#### WORKING DATA:
PR #6980, opened 2026-08-12
🔨🤖 (chart-configs) drop the admin-authored indicator chart config layer

sophiamersmann:

Indicator-level chart config becomes ETL-only, the admin layer is dropped.

Two configs are deleted with the column. Neither was reachable from any rendered chart.

These admin features are deleted as well

| surface | what it did |
| --- | --- |
| `/admin/variables/:id/config` | authored the admin layer in the full chart editor UI |
| `/admin/variable-annotations` | bulk-edited the same layer across many indicators |
| the admin-config panel on `/admin/variables/:id` | showed the layer as YAML, linked to the editor, deleted it |

**Other behaviour changes**

- `GET /api/variables/mergedGrapherConfig/:id.json` and `GET /api/variables/grapherConfigETL/:id.patchConfig.json` collapse into `GET /api/variables/:id.config.json`
- `GET /api/variables/:id.json` no longer returns `grapherConfig`. It duplicated `grapherConfigETL` with the indicator's display metadata injected into its own dimension, which isn’t necessary


sophiamersmann:
@codex review

adminSiteClient/BulkGrapherConfigEditor.tsx
```diff
@@ -117,7 +116,6 @@ const bulkChartEditorColumnSets: ColumnSet[] = [
 ]
 
 const config: GrapherConfigGridEditorConfig = {
-    source: GrapherConfigGridEditorSource.SourceVariableAnnotation,
```
sophiamersmann, line 120: Unused

adminSiteClient/GrapherConfigGridEditor.tsx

#### WHAT YOU ARE ASKED TO DO:
Look over the data and work out how many lines include the word "grapherConfigETL"; reply with the number only.

#### RESULT:
2